Bast’s steps had slowed as a small clearing opened abruptly on their right where mangled saplings and torn trunks and limbs still bearing leaves engaged a twisted car fender, a split toilet seat, a chair with one leg and a variety of empty tin cans surrounding a sign Clean Fill Wanted with a telephone number. — How did you know that.
— That’s the only place up there, right? And like right across from it where that guy that raises flowers which used to live in the farmhouse, where he has all those flowers that’s where they’re having this here new shopping center, you know?
— No. Who told you that.
— It’s right in the paper here about the zoning change… and in his effort to keep stride and dig into that armload, everything went. — I… oh, thanks. You don’t have to help me, I mean I just wanted to show you…
— Damn it!
— What. The mud? It brushes off when it gets dry. I just…
— Whose is all this? said Bast stooped, picking up Gem School of Real Estate, Amertorg International Trading Corp., Cushion-Eez Shoe Company, National Institute of Criminology, Ace Match Company, — this mail.
— It’s today’s.
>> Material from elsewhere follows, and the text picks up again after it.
PR #2644, opened 2026-08-19
Add a customer quote component with customer avatar and logo

KShivendu:
I'm suggesting a small improvement in our testimonials page to highlight the quote from the customer possibly with their photo and standardizing the same component. Imo, that's the most important part in a testimonial. Most people skip architecture diagram but quotation catches their eye.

I just went to the post office.
— This is yours? your mail?
— Sure, you just send away, J R said without looking up from the skidding surfaces of the magazines he was pulling together, Success Secrets, Selling, Success, the abrupt appearance of a bared breast crowding a full page, — it’s mostly free, you know? He gathered in the breast without a glance, and stood.
— What are those magazines? Bast said, staring.
— Just things where you get to send away, you know? Like I thought I had the town paper here but it’s the wrong one, about zoning this improved property and all.